- _Exercise inputs_
::::::::
PR #3821, opened 2021-04-19
[Wasm GC] Fix the type of ref.as_func, which should be non-nullable

kripken:
It's easy to make a mistake like this because the spec varies on whether
a basic type is nullable or not (funcref is nullable, dataref and i31ref are not)...

It's not easy to test this - perhaps a contrived test could depend on it in
an optimization, but I'm not sure if it's worth it.

### DIFF
--- a/src/wasm/wasm.cpp
+++ b/src/wasm/wasm.cpp
@@ -1028,7 +1028,7 @@ void RefAs::finalize() {
       type = Type(value->type.getHeapType(), NonNullable);
       break;
     case RefAsFunc:
-      type = Type::funcref;
+      type = Type(HeapType::func, NonNullable);
       break;
     case RefAsData:
       type = Type::dataref;


src/wasm/wasm.cpp
```diff
@@ -1028,7 +1028,7 @@ void RefAs::finalize() {
       type = Type(value->type.getHeapType(), NonNullable);
       break;
     case RefAsFunc:
-      type = Type::funcref;
+      type = Type(HeapType::func, NonNullable);
```
tlively, line 1031: `dataref` and `i31ref` are currently specified to be non-nullable, but maybe we should expand them similarly here to be robust against future changes and to make this more obviously correct and consistent to readers who may not remember which abbreviations are nullable.

tlively (approved):

src/wasm/wasm.cpp
tlively: Yes, I think it makes sense to revisit that suggestion, since operating on `funcref` and friends instead of the underlying heap type is almost never what we want. There might be a performance impact, but we have lower hanging fruit when it comes to GC type system performance ;)

kripken: Yes, that's the key thing, I think - we almost never want to work on `funcref` etc. They are mainly a risk for confusion atm...

Ok, let's land this for now and keep thinking about this stuff.

PR #3822, opened 2021-04-19
Optimize if/select with one arm an EqZ and another a 0 or a 1

kripken:
```
(select
  (i32.eqz (X))
  (i32.const 0|1)
  (Y)
)

=>

(i32.eqz
  (select
    (X)
    (i32.const 1|0)
    (Y)
  )
)
```
This is beneficial as the eqz may be folded into something on the outside. I
see this pattern in real-world code, both a GC benchmark (which is why I
noticed it) and it shrinks code size by tiny amounts on the emscripten
benchmark suite as well.


tlively (approved):
Nice!

PR #3825, opened 2021-04-20
Minor wasm-split improvements

tlively:
- Support functions appearing more than once in the table. It turns out we
   were assuming and asserting that functions would appear at most once, but we
   weren't making use of that assumption in any way.

 - Make TableSlotManager::getSlot take a function Name rather than a RefFunc
   expression to avoid allocating and leaking unnecessary expressions.

 - Add and use a Builder interface for building TableElementSegments to make
   them more similar to other module-level items.

cc @martianboy, comments welcome!

Possibly fixes https://github.com/emscripten-core/emscripten/issues/13928, but I'll check to make sure tomorrow.

### DIFF
--- a/src/ir/module-splitting.cpp
+++ b/src/ir/module-splitting.cpp
@@ -54,8 +54,8 @@
 // ref.func instructions, they will have to be modified to use a similar layer
 // of indirection.
 //
-// The code as currently written makes a few assumptions about the module that
-// is being split:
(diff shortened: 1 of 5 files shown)


martianboy:
Nice! Looks good to me.

sbc100 (approved):

kripken (approved):

PR #3826, opened 2021-04-20
Refactor Child*Iterator for simplicity and to allow modifications. NFC

kripken:
Instead of creating a class and doing a traversal, simply use
wasm-delegates-fields to get the children directly. This is simpler and
faster.

This requires a new way to override the behavior by ChildValueIterator.
I ended up using CRTP, but maybe there is a fancier way?

This stores pointers to the children instead of the children. This will
allow modifying the children using these classes (which is the reason
I started this refactoring - next PR will use it). This is also slightly
faster in theory as we avoid doing loads from memory to find the
children (which maybe we never get to doing if the iteration is stopped
early).

Not the goal here, but this speeds up roundtripping by 12%.

This is NFC as nothing uses the new ability to modify things yet.

### DIFF
--- a/src/ir/iteration.h
+++ b/src/ir/iteration.h
@@ -59,13 +59,16 @@ template<class Specific> class AbstractChildIterator {
     Expression*& operator*() {
       assert(index < parent.children.size());
 
-      // The children are in the order of appearance in the IR, which needs to
-      // be reversed for the order of execution.
+      // The vector of children is in reverse order, as that is how
+      // wasm-delegations-fields works. To get the order of execution, reverse
+      // things.
       return *parent.children[parent.children.size() - 1 - index];
     }
   };
 
 public:
+  // The vector of children in the order emitted by wasm-delegations-fields
+  // (which is in reverse execution order).
   SmallVector<Expression**, 4> children;
 
   AbstractChildIterator(Expression* parent) {
--- a/src/ir/iteration.h
+++ b/src/ir/iteration.h
@@ -56,7 +56,13 @@ template<class Specific> class AbstractChildIterator {
 
     void operator++() { index++; }
 
-    Expression*& operator*() { return *parent.children[index]; }
+    Expression*& operator*() {
+      assert(index < parent.children.size());
+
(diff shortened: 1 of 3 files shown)


src/ir/iteration.h
```diff
@@ -55,59 +56,88 @@ template<template<class, class> class Scanner> class AbstractChildIterator {
...
+#define DELEGATE_FIELD_NAME(id, name)
+#define DELEGATE_FIELD_NAME_VECTOR(id, name)
+#define DELEGATE_FIELD_SCOPE_NAME_DEF(id, name)
+#define DELEGATE_FIELD_SCOPE_NAME_USE(id, name)
+#define DELEGATE_FIELD_SCOPE_NAME_USE_VECTOR(id, name)
+#define DELEGATE_FIELD_SIGNATURE(id, name)
+#define DELEGATE_FIELD_TYPE(id, name)
+#define DELEGATE_FIELD_ADDRESS(id, name)
+
+#include "wasm-delegations-fields.h"
```
tlively, line 104: I think it would be good to reverse the children vector at the end because most uses of this end up iterating on `children` directly, iirc. In fact, perhaps we could get rid of `operator*` and `operator++` entirely, since it's not clear to me how those would effectively be used. What would the end condition for the iteration be?

tlively (commented):
Wow, that's a nice speed improvement!

src/ir/iteration.h
kripken: Someone might get the iterator for the end, and start iterating at the start, doing `++` until they reach the end? But I do think we do not have such users atm in the codebase.

Reversing the vector seems slightly risky to me - someone might not iterate through them all (even when iterating in a loop, they can break) so we'd be doing a linear pass (of memory stores, not free) unnecessarily. The subtraction seems cheaper. (Reading the size is not free though.)

tlively: Aha, I had forgotten that in fact this is normally used like `for (auto it : ChildIterator(...)) `. LGTM!

tlively (approved):

PR #3828, opened 2021-04-21
OptimizeInstructions: Move identical unary code out of if/select arms

kripken:
```wat
(select
  (foo
    (X)
  )
  (foo
    (Y)
  )
  (condition)
)
=>
(foo
  (select
    (X)
    (Y)
    (condition)
  )
)
```

To make this simpler, refactor `optimizeTernary` to be templated.


test/lit/passes/optimize-instructions.wast
```diff
@@ -11818,4 +11818,199 @@
...
+  ;; CHECK-NEXT:      (local.get $y)
+  ;; CHECK-NEXT:      (local.get $z)
+  ;; CHECK-NEXT:     )
+  ;; CHECK-NEXT:    )
+  ;; CHECK-NEXT:   )
+  ;; CHECK-NEXT:  )
+  ;; CHECK-NEXT: )
+  (func $ternary-identical-arms-type-change (param $x f64) (param $y f64) (param $z i32)
+    (drop
+      (select
```
tlively, line 11876: If this were an `if` instead of a `select`, then the type change would be visible in the test output.

test/lit/passes/optimize-instructions.wast
```diff
@@ -11818,4 +11818,199 @@
...
+  ;; CHECK-NEXT:    )
+  ;; CHECK-NEXT:    (i32.add
+  ;; CHECK-NEXT:     (local.get $y)
+  ;; CHECK-NEXT:     (local.get $y)
+  ;; CHECK-NEXT:    )
+  ;; CHECK-NEXT:    (local.get $z)
+  ;; CHECK-NEXT:   )
+  ;; CHECK-NEXT:  )
+  ;; CHECK-NEXT: )
+  (func $ternary-identical-arms-but-binary (param $x i32) (param $y i32) (param $z i32)
```
tlively, line 12000: Once we have Poppy IR in place to optimize multivalue code, it might actually be worth allowing this to work with higher arity expressions. That would be neat!

tlively (approved):
Very nice! These tests are excellent, too. I like the approach of using very small functions with descriptive names. I left a couple comments, but LGTM if you don't think they should be actionable right now.

src/passes/OptimizeInstructions.cpp
```diff
@@ -2833,12 +2832,78 @@ struct OptimizeInstructions
...
+        // TODO: handle none as well as concrete types (can pull a drop out, for
+        //       example)
+        // TODO: consider the case with more children than 1
+        if (curr->ifTrue->type.isConcrete() &&
+            !Properties::isControlFlowStructure(curr->ifTrue) &&
+            ExpressionAnalyzer::shallowEqual(curr->ifTrue, curr->ifFalse)) {
+          ChildIterator ifTrueChildren(curr->ifTrue);
+          if (ifTrueChildren.children.size() == 1) {
+            // If the expression we are about to move outside has side effects,
+            // we cannot replace two instances with one (and there might be
```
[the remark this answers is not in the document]
kripken: Yes, I think that's possible. I'll add some more cases in a followup.

src/passes/OptimizeInstructions.cpp
```diff
@@ -2833,12 +2832,78 @@ struct OptimizeInstructions
...
+      //    (select
+      //      (X)
+      //      (Y)
+      //      (Z)
+      //    )
+      //  )
+      //
+      // Continue doing this while we can, noting the chain of moved expressions
+      // as we go, then do a single replaceCurrent() at the end.
+      SmallVector<Expression*, 1> chain;
```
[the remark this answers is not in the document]
kripken: I did consider that, but it seemed less simple to me. I suppose it would be more efficient in memory, but it's extremely rare that there is more than 1 item here I suspect...

test/lit/passes/optimize-instructions.wast
kripken: Good point! Fixing.

test/lit/passes/optimize-instructions.wast
kripken: Yeah, I think that might work well together, good point...

kripken:
(also the test was wrong, i mixed up `demote` with `trunc`... only the former actually changes the type. fixed!)

PR #3831, opened 2021-04-21
wasm-metadce: Keep symbols alive if there is any reference to corresponding GOT.mem or GOT.func import

sbc100:
This prevents the DCE of used-via-address-only symbols in emscripten's `MAIN_MODULE=2`
use case which we are starting to use and recommend a lot more.

Part of the fix for https://github.com/emscripten-core/emscripten/issues/13786

### DIFF
--- a/src/tools/wasm-metadce.cpp
+++ b/src/tools/wasm-metadce.cpp
@@ -26,6 +26,7 @@
 
 #include <memory>
 
+#include "asmjs/shared-constants.h"
 #include "ir/element-utils.h"
 #include "ir/module-utils.h"
 #include "pass.h"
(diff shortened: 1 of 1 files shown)


src/wasm.h
```diff
@@ -32,6 +32,7 @@
 #include <string>
 #include <vector>
 
+#include "asmjs/shared-constants.h"
```
kripken, line 35: why is this needed? if the metadce cpp change needs it, include it there maybe?

kripken (commented):
Change looks good aside from the include question.

src/wasm.h
sbc100: Sorry, not sure how that happened!

kripken (approved):

PR #3832, opened 2021-04-21
Create a shasum file for the Windows tarball

SpecLad:
CMake has a `sha256sum` subcommand that can be used to calculate checksums portably. Use it in the release workflow to create checksums on Windows.

For consistency, use it on macOS and Linux too.


kripken (approved):

sbc100 (commented):
sweet.  good to know about that!

PR #3833, opened 2021-04-21
Generalize moving of identical code from if/select arms

kripken:
* Effects are fine in the moved code, if we are doing so on an `if`
  (which runs just one arm anyhow).
* Allow `unreachable`, which lets us hoist `return`s for example.
* Allow `none,` which lets us hoist `drop` and `call` for example. For
  this we also need to be careful with subtyping, as at least `drop`
  is polymorphic, so the child types may not have an LUB (see
  example in code).

Adds a small ShallowEffectAnalyzer child of EffectAnalyzer that
calls `visit` to just do a shallow analysis (instead of `walk` which
walks the children).

### DIFF
--- a/src/passes/OptimizeInstructions.cpp
+++ b/src/passes/OptimizeInstructions.cpp
@@ -2859,7 +2859,7 @@ private:
         // Ignore control flow structures (which are handled in MergeBlocks).
         if (!Properties::isControlFlowStructure(curr->ifTrue) &&
             ExpressionAnalyzer::shallowEqual(curr->ifTrue, curr->ifFalse)) {
-          // TODO: consider the case with more children than 1
+          // TODO: consider the case with more than one child.
           ChildIterator ifTrueChildren(curr->ifTrue);
           if (ifTrueChildren.children.size() == 1) {
             ChildIterator ifFalseChildren(curr->ifFalse);
--- a/src/passes/OptimizeInstructions.cpp
+++ b/src/passes/OptimizeInstructions.cpp
@@ -2870,8 +2870,9 @@ private:
           if (ifTrueChildren.children.size() == 1) {
             // If the expression we are about to move outside has side effects,
             // then we cannot do so in general with a select: we'd be reducing
-            // the amount of the effects as well as moving them.
-            // TODO: handle certain side effects when possible
+            // the amount of the effects as well as moving them. For an if,
+            // the side effects execute once, so there is no problem.
+            // TODO: handle certain side effects when possible in select
             if (std::is_same<T, If>::value ||
                 !ShallowEffectAnalyzer(getPassOptions(),
                                        getModule()->features,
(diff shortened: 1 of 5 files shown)


src/passes/OptimizeInstructions.cpp
```diff
@@ -2860,27 +2856,42 @@ struct OptimizeInstructions
...
       while (1) {
-        // TODO: handle none as well as concrete types (can pull a drop out, for
-        //       example)
-        // TODO: consider the case with more children than 1
-        if (curr->ifTrue->type.isConcrete() &&
-            !Properties::isControlFlowStructure(curr->ifTrue) &&
+        // Ignore control flow structures (which are handled in MergeBlocks).
+        if (!Properties::isControlFlowStructure(curr->ifTrue) &&
             ExpressionAnalyzer::shallowEqual(curr->ifTrue, curr->ifFalse)) {
+          // TODO: consider the case with more children than 1
```
tlively, line 2862:
```suggestion
          // TODO: consider the case with more than one child.
```

test/lit/passes/optimize-instructions.wast
```diff
@@ -12013,4 +12024,108 @@
...
+  ;; CHECK-NEXT:     (local.get $y)
+  ;; CHECK-NEXT:    )
+  ;; CHECK-NEXT:   )
+  ;; CHECK-NEXT:  )
+  ;; CHECK-NEXT: )
+  (func $ternary-identical-arms-br_if-same (param $x i32) (param $y i32) (param $z i32)
+    (block $block
+      (if
+        (local.get $z)
+        ;; two br_ifs with different targets are shallowly identical
```
tlively, line 12042:
```suggestion
        ;; two br_ifs with the same target are shallowly identical
```

test/lit/passes/optimize-instructions.wast
```diff
@@ -12013,4 +12024,108 @@
       )
     )
   )
+  ;; CHECK:      (func $ternary-identical-arms-br_if-same (param $x i32) (param $y i32) (param $z i32)
+  ;; CHECK-NEXT:  (block $block
+  ;; CHECK-NEXT:   (br_if $block
+  ;; CHECK-NEXT:    (if (result i32)
+  ;; CHECK-NEXT:     (local.get $z)
+  ;; CHECK-NEXT:     (local.get $x)
+  ;; CHECK-NEXT:     (local.get $y)
```
tlively, line 12033: It looks like we could further simplify `if`s into `select`s whenever the only side effects are reading.

tlively (approved):
Nice 👍

test/lit/passes/optimize-instructions.wast
kripken: I believe we already do that. A read is not a side effect, and RemoveUnusedBrs has a `selectify` method to turn relevant ifs into selects. It has some heuristics based on how expensive executing both sides,

https://github.com/WebAssembly/binaryen/blob/cb776da297a845e15171405b7f7518619122d7aa/src/passes/RemoveUnusedBrs.cpp#L1057-L1063

PR #3834, opened 2021-04-21
[Wasm GC] Skip DeadArgumentElimination of an RTT parameter

kripken:
We could more carefully see when a local is not needed there, but atm
we always add one, and that doesn't work for something nondefaultable.

### DIFF
--- a/src/passes/DeadArgumentElimination.cpp
+++ b/src/passes/DeadArgumentElimination.cpp
@@ -383,8 +383,8 @@ struct DAE : public Pass {
           // replace the parameter with a local).
           // TODO: if there are no references at all, we can avoid creating a
           //       local
-          bool typeIsValid = TypeUpdating::canHandleAsLocal(
-            func->getLocalType(i));
+          bool typeIsValid =
+            TypeUpdating::canHandleAsLocal(func->getLocalType(i));
           if (callParamAreValid && typeIsValid) {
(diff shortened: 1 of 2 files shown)


src/passes/DeadArgumentElimination.cpp
```diff
@@ -373,13 +373,19 @@ struct DAE : public Pass {
           // Great, it's not used. Check if none of the calls has a param with
           // side effects, as that would prevent us removing them (flattening
           // should have been done earlier).
-          bool canRemove =
+          bool callParamAreValid =
```
tlively, line 376:
```suggestion
          bool callParamsAreValid =
```

tlively (approved):

src/passes/DeadArgumentElimination.cpp
```diff
@@ -373,13 +373,19 @@ struct DAE : public Pass {
...
                 .hasSideEffects();
             });
-          if (canRemove) {
+          // The type must be valid for us to handle as a local (since we
+          // replace the parameter with a local).
+          // TODO: if there are no references at all, we can avoid creating a
+          //       local
+          bool typeIsValid =
+            TypeUpdating::canHandleAsLocal(func->getLocalType(i));
+          if (callParamAreValid && typeIsValid) {
```
kripken, line 388:
```suggestion
          if (callParamsAreValid && typeIsValid) {
```

PR #5266, opened 2022-11-16
Reland "Make `call_ref` type annotations mandatory"

tlively:
Reverts WebAssembly/binaryen#5265

It turns out that this revert was due to a false alarm.


kripken (approved):
re-lgtm

PR #5273, opened 2022-11-17
Fix warnings that make build fail with -Werror,-Wheader-hygiene,-Wimplicit-const-int-float-conversion

mkustermann:
When `-Wheader-hygiene` is enabled, C compiler will warn when using namespace directive in global context in header file.

When `-Wimplicit-const-int-float-conversion` is enabled C compiler will warn on implicit integer to double conversions that change values.


kripken (approved):
Thanks!

PR #5274, opened 2022-11-17
Add post-emscripten-side-module pass argument

sbc100:
In this mode we don't remove the start/stop_em_asm symbols or data. This is because with side modules we read this information directly from the wasm binaryen at runtime.

See https://github.com/emscripten-core/emscripten/pull/18228

### DIFF
--- a/src/passes/PostEmscripten.cpp
+++ b/src/passes/PostEmscripten.cpp
@@ -214,12 +214,19 @@ struct PostEmscripten : public Pass {
     std::vector<Address> segmentOffsets; // segment index => address offset
     calcSegmentOffsets(module, segmentOffsets);
 
-    removeData(module, segmentOffsets, "__start_em_asm", "__stop_em_asm");
+    auto& options = getPassOptions();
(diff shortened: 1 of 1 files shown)


src/passes/Asyncify.cpp
```diff
@@ -1536,8 +1536,7 @@ struct Asyncify : public Pass {
     String::Split listedImports(stateChangingImports, ",");
     // TODO: consider renaming asyncify-ignore-indirect to
     //       asyncify-ignore-nondirect, but that could break users.
-    auto ignoreNonDirect =
-      options.getArgumentOrDefault("asyncify-ignore-indirect", "") == "";
```
sbc100, line 1540: This line seems wrong... aren't we setting ignoreNonDirect in cases where asyncify-ignore-indirect is not set?

kripken: Good point, this does look wrong... We do have tests for it, and this PR is flipping the value, so we should see an effect from that which could help explain what's going on.

kripken (commented):
lgtm aside from that Asyncify issue. Let's see what happens with tests.

PR #5275, opened 2022-11-17
Fix inverted logic bug with asyncify-ignore-indirect

sbc100:


sbc100:
I'm a little confused by the resulting test expectation changes.. @kripken since you know this code better than me to know what is going on here?   Why does the logic appear inverted here?

sbc100:
Oh I figured it out.. it was the variable name that was backwards, not the logic.

kripken (approved):
Thanks!

Maybe we renamed the variable in ModuleAnalyzer at some point but not the local in the main pass..? Not sure how we ended up in the weird state before this PR...

PR #5240, opened 2022-11-11
Remove equirecursive typing

tlively:
Equirecursive is no longer standards track and its implementation is extremely
complex. Remove it.

PR #5279, opened 2022-11-18
Validate heap types

tlively:
Validate that GC is enabled if struct and array types are used by the module and
validate that both GC and isorecursive types are enabled when nontrivial rec
groups are used.

This fixes a fuzz bug in #5239 where initial contents included a rec group but
the fuzzer disabled GC. Since the resulting module passed validation, the rec
groups made it into the binary output, making the type section malformed.

### DIFF
--- a/src/wasm/wasm-validator.cpp
+++ b/src/wasm/wasm-validator.cpp
@@ -3461,6 +3461,25 @@ static void validateTags(Module& module, ValidationInfo& info) {
   }
 }
 
+static void validateTypes(Module& module, ValidationInfo& info) {
+  for (auto type : ModuleUtils::collectHeapTypes(module)) {
+    if (type.getRecGroup().size() > 1) {
+      info.shouldBeTrue(module.features.hasGC() &&
+                          getTypeSystem() == TypeSystem::Isorecursive,
+                        type,
+                        "Recursion groups require GC [--enable-gc] and "
+                        "isorecursive types [--hybrid]");
+    }
+
+    if (!module.features.hasGC()) {
+      info.shouldBeTrue(
+        !type.isStruct(), type, "Struct types require GC [--enable-gc]");
+      info.shouldBeTrue(
+        !type.isArray(), type, "Array types require GC [--enable-gc]");
+    }
+  }
+}
+
 static void validateModule(Module& module, ValidationInfo& info) {
   // start
   if (module.start.is()) {
@@ -3505,6 +3524,7 @@ bool WasmValidator::validate(Module& module, Flags flags) {
     validateDataSegments(module, info);
     validateTables(module, info);
     validateTags(module, info);
+    validateTypes(module, info);
     validateModule(module, info);
     validateFeatures(module, info);
   }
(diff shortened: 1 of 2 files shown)


tlively:
* main
  * **PR #5279** <a href="https://app.graphite.dev/github/pr/WebAssembly/binaryen/5279" target="_blank">Graphite</a>  👈
    * **PR #5239** <a href="https://app.graphite.dev/github/pr/WebAssembly/binaryen/5239" target="_blank">Graphite</a> 
      * **PR #5240** <a href="https://app.graphite.dev/github/pr/WebAssembly/binaryen/5240" target="_blank">Graphite</a> 

This comment was auto-generated by [Graphite](https://app.graphite.dev/github/pr/WebAssembly/binaryen/5279?utm_source=stack-comment).

src/wasm/wasm-validator.cpp
```diff
@@ -3461,6 +3461,25 @@ static void validateTags(Module& module, ValidationInfo& info) {
   }
 }
 
+static void validateTypes(Module& module, ValidationInfo& info) {
+  for (auto type : ModuleUtils::collectHeapTypes(module)) {
```
kripken, line 3465: I am somewhat worried about scanning the entire module for this validation - it will basically double validation times, I think.

We already validate GC instructions, which are most of the places GC types can appear. Perhaps we can add validation in the other places, like function params and locals?

tlively: Yeah, maybe. I'd be worried about missing places and duplicating the logic from `ModuleUtils::collectHeapTypes` (which we've had trouble remembering to update in just a single place), but for better or worse maybe the fuzzer will help find cases where we miss adding validation.

kripken: Yeah, definitely a tradeoff. Not sure what's best.

Can we at least not do the extra pass when GC is not enabled? That is, if GC is not enabled then I'd expect to get lots of other validation errors if the code contains GC types. And the new check added here seems to mostly be important to differentiate things in the context of GC being enabled anyhow (nominal/isorecursive differences).

tlively: Sure, that seems reasonable for now.

tlively: I pushed a better solution just now. PTAL.

src/wasm/wasm-validator.cpp
```diff
@@ -2903,6 +2903,9 @@ void FunctionValidator::visitFunction(Function* curr) {
                  "Multivalue function results (multivalue is not enabled)");
   }
   FeatureSet features;
+  // Check for things like having a rec group with GC enabled.
+  features |=
```
kripken, line 2907: Why are reference types ignored here?

kripken (approved):
Looks great aside from that question!

src/wasm/wasm-validator.cpp
tlively: Because a function reference type always requires `ReferenceTypes` as a baseline, but it's kind of a false positive in this situation. MVP functions will have some MVP signature type here, but `getFeatures()` will still return `ReferenceTypes`.

In practice the only thing this line checks for is rec groups.

kripken: Ah, right, the type itself is a reference type. A comment perhaps could help?

kripken (approved):

src/wasm/wasm-validator.cpp
tlively: Oh oops, I saw this comment just after merging. Will add a comment in a follow-up.

PR #5284, opened 2022-11-21
Code Pushing: Ignore unreachable sets

kripken:
Normally we ignore them anyhow (unreachability is an effect, either a trap or
a control flow switch), but in traps-never-happen mode we can ignore a trap, so
we need to check this manually.

Found by the fuzzer over the weekend after 500K iterations...

### DIFF
--- a/src/passes/CodePushing.cpp
+++ b/src/passes/CodePushing.cpp
@@ -323,6 +323,26 @@ private:
       assert(i > 0);
       i--;
       auto* pushable = isPushable(list[i]);
+      if (pushable && pushable->type == Type::unreachable) {
+        // Don't try to push something unreachable. If we did, then we'd need to
+        // refinalize the block we are moving it from:
+        //
+        //  (block $unreachable
+        //    (local.set $x (unreachable))
+        //    (if (..)
+        //      (.. (local.get $x))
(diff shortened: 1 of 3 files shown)


src/passes/CodePushing.cpp
```diff
@@ -323,6 +323,26 @@ class Pusher {
       assert(i > 0);
       i--;
       auto* pushable = isPushable(list[i]);
+      if (pushable && pushable->type == Type::unreachable) {
+        // Don't try to push something unreachable. If we did, then we'd need to
+        // refinalize the block we are moving it from:
```
aheejin, line 328: Is having to refinalize a problem? Are there any other cases in this pass that we need to refinalize?

tlively:
500K iterations 🤯

src/passes/CodePushing.cpp
kripken: It's possible to refinalize. In this pass though we don't even include the header for it - nothing else required it - so it would definitely be more work to add refinalizing logic than not (specially if we try to refinalize only when necessary, to be more efficient). And in general leaving work for DCE is reasonable, I think.

aheejin (approved):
::::::::
- _Exercise directions_
Take the listing from its first line to the line containing "This is beneficial". Reproduce those lines exactly and nothing else.

- _Solution to the problem_
PR #3821, opened 2021-04-19
[Wasm GC] Fix the type of ref.as_func, which should be non-nullable

kripken:
It's easy to make a mistake like this because the spec varies on whether
a basic type is nullable or not (funcref is nullable, dataref and i31ref are not)...

It's not easy to test this - perhaps a contrived test could depend on it in
an optimization, but I'm not sure if it's worth it.

### DIFF
--- a/src/wasm/wasm.cpp
+++ b/src/wasm/wasm.cpp
@@ -1028,7 +1028,7 @@ void RefAs::finalize() {
       type = Type(value->type.getHeapType(), NonNullable);
       break;
     case RefAsFunc:
-      type = Type::funcref;
+      type = Type(HeapType::func, NonNullable);
       break;
     case RefAsData:
       type = Type::dataref;


src/wasm/wasm.cpp
```diff
@@ -1028,7 +1028,7 @@ void RefAs::finalize() {
       type = Type(value->type.getHeapType(), NonNullable);
       break;
     case RefAsFunc:
-      type = Type::funcref;
+      type = Type(HeapType::func, NonNullable);
```
tlively, line 1031: `dataref` and `i31ref` are currently specified to be non-nullable, but maybe we should expand them similarly here to be robust against future changes and to make this more obviously correct and consistent to readers who may not remember which abbreviations are nullable.

tlively (approved):

src/wasm/wasm.cpp
tlively: Yes, I think it makes sense to revisit that suggestion, since operating on `funcref` and friends instead of the underlying heap type is almost never what we want. There might be a performance impact, but we have lower hanging fruit when it comes to GC type system performance ;)

kripken: Yes, that's the key thing, I think - we almost never want to work on `funcref` etc. They are mainly a risk for confusion atm...

Ok, let's land this for now and keep thinking about this stuff.

PR #3822, opened 2021-04-19
Optimize if/select with one arm an EqZ and another a 0 or a 1

kripken:
```
(select
  (i32.eqz (X))
  (i32.const 0|1)
  (Y)
)

=>

(i32.eqz
  (select
    (X)
    (i32.const 1|0)
    (Y)
  )
)
```
This is beneficial as the eqz may be folded into something on the outside. I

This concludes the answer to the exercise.